I’m blown away. See for yourself.
https://migel.substack.com/p/a-conversation-with-tess
Tess, welcome to the world!
Model is Open Source with 200K context length.
Available at: https://huggingface.co/migtissera/Tess-M-v1.0
do you have to download 71GB to try it?! :-)
How many tokens in your substack example?
Do you have examples of using model for fiction with length 16K-40K tokens?Almost the same syntax as Yi Capybara. Excellent.
I propose all Yi 34B 200K finetunes use Vincuna-ish prompt syntax, so they can ALL be merged into one hellish voltron model.
The deed is done:
https://huggingface.co/brucethemoose/Capybara-Tess-Yi-34B-200K
Seems coherent in transformers, I’m gonna quant it to exl2 and test it out.
Just wanted to come back and let you know I started using this last night, and this is fantastic. I haven’t put it through much testing yet, but just know that on initial use I’m very impressed by this model for general purpose AI assistant. It’s keeping to the Assistant’s more informal speech patterns while also answering questions well and keeping up with large context. Those are 3 checkboxes I’ve never been able to check at once. This praise wont’ get much visibility since it’s an older thread, but just wanted to let you know at least.
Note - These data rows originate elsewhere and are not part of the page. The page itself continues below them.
Issue #1626, opened 2015-05-11
Failing tests caused by duplicate context names


chrisroos:
We appear to have a number of failing tests that aren't currently running because their names clash with other tests in the repo. The problem is caused by multiple contexts with the same name, containing tests with the same names.

I've created a script that attempts to give all contexts unique names to reveal these failing tests - https://gist.github.com/chrisroos/e7df2b0ded95a0098f1a

I've not yet attempted to fix any of these failures.

@tadast has previously fixed some similar failing tests in 4dfff6356ee30f6a7907a1998874622fdbf017ef.

tadast:
Your version that runs all tests: 3548 runs, 18021 assertions

Currently on master: 3525 tests, 17897 assertions

chrisroos:
I've just run the [rename-shoulda-contexts.rb] script in my local copy of Smart Answers, ran `rake` and didn't see any test failures. I can only imagine we've gradually fixed these problems while making other changes in the code/tests.

Closing.

PR #1803, opened 2015-07-09
Fix hidden and failing tests

chrisroos:
I was bitten by the duplicate context/test issue (documented in #1626) while converting energy-grants-calculator to use ERB templates: My conversion caused tests to become invalid, but they didn't fail because of the duplicate name problem.

I used the code from the gist referenced in that issue to give each context a unique name and found these two failing tests.

There are still more hidden tests but I figured these failing ones were a priority.

### DIFF
--- a/test/integration/smart_answer_flows/am_i_getting_minimum_wage_test.rb
+++ b/test/integration/smart_answer_flows/am_i_getting_minimum_wage_test.rb
@@ -283,8 +283,8 @@ class AmIGettingMinimumWageTest < ActiveSupport::TestCase
         end
         should "make outcome calculations" do
           assert_state_variable "total_hours", 45
-          assert_state_variable "minimum_hourly_rate", 6.08
-          assert_state_variable "total_hourly_rate", 6.07
+          assert_state_variable "minimum_hourly_rate", 6.5
+          assert_state_variable "total_hourly_rate", "6.12"
           assert_state_variable "above_minimum_wage", false
         end
       end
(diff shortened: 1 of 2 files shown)


floehopper:
LGTM :+1:

chrisroos:
Manually merged in 743e14311e0cc0369c099b2704e9e6ed7183e655.

test/integration/smart_answer_flows/am_i_getting_minimum_wage_test.rb
```diff
@@ -283,8 +283,8 @@ class AmIGettingMinimumWageTest < ActiveSupport::TestCase
         end
         should "make outcome calculations" do
           assert_state_variable "total_hours", 45
-          assert_state_variable "minimum_hourly_rate", 6.08
-          assert_state_variable "total_hourly_rate", 6.07
+          assert_state_variable "minimum_hourly_rate", 6.5
+          assert_state_variable "total_hourly_rate", "6.12"
```
tadast: It's not a fault of this commit, but I've noticed that this test doesn't seem to stub out current time. This means once we change the rates next year this test will pass at first, but when the new fiscal year starts, it will start failing. :watch: :bomb:

chrisroos: Yeah. There are some similar assertions in this file that have been commented out because of the data being date dependent. The comment suggests that the commented out assertions are now in the calculator test. If we think that's a useful approach then I can imagine doing a similar thing with these values.

tadast: I can see that `total_hourly_rate` calculation is [covered](https://github.com/alphagov/smart-answers/blob/2620dc0ab2f4d477fc0f9d01f1e02bc63c57ceed/test/unit/calculators/minimum_wage_calculator_test.rb#L85) in unit tests. Then the only thing that it's testing here is that those values are exposed as state variables, which is indirectly covered by regression tests I believe. Therefore I think it should be OK get rid of this test.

More random feedback: you should put some combination of Yi, 34B, and or 200K in the title.
No one tags anything on HF, so the only way to browse models is by title. I would have totally missed this in my Yi/34B searches if not for the Reddit post.
Quantized GGUF here: https://huggingface.co/TheBloke/Tess-Medium-200K-v1.0-GGUF
And GPTQ https://huggingface.co/TheBloke/Tess-Medium-200K-v1.0-GPTQ
What’s the VRAM usage? a context that big can use an enormous amount…
Just on another note, this place is just super hostile! I didn’t think it would be, considering it’s the LocalLLaMA sub-reddit and we are all here to support open source or freely available models.
This is harsher than the Twitter mob!
I’ll still release models, but sorry guys, not coming here again.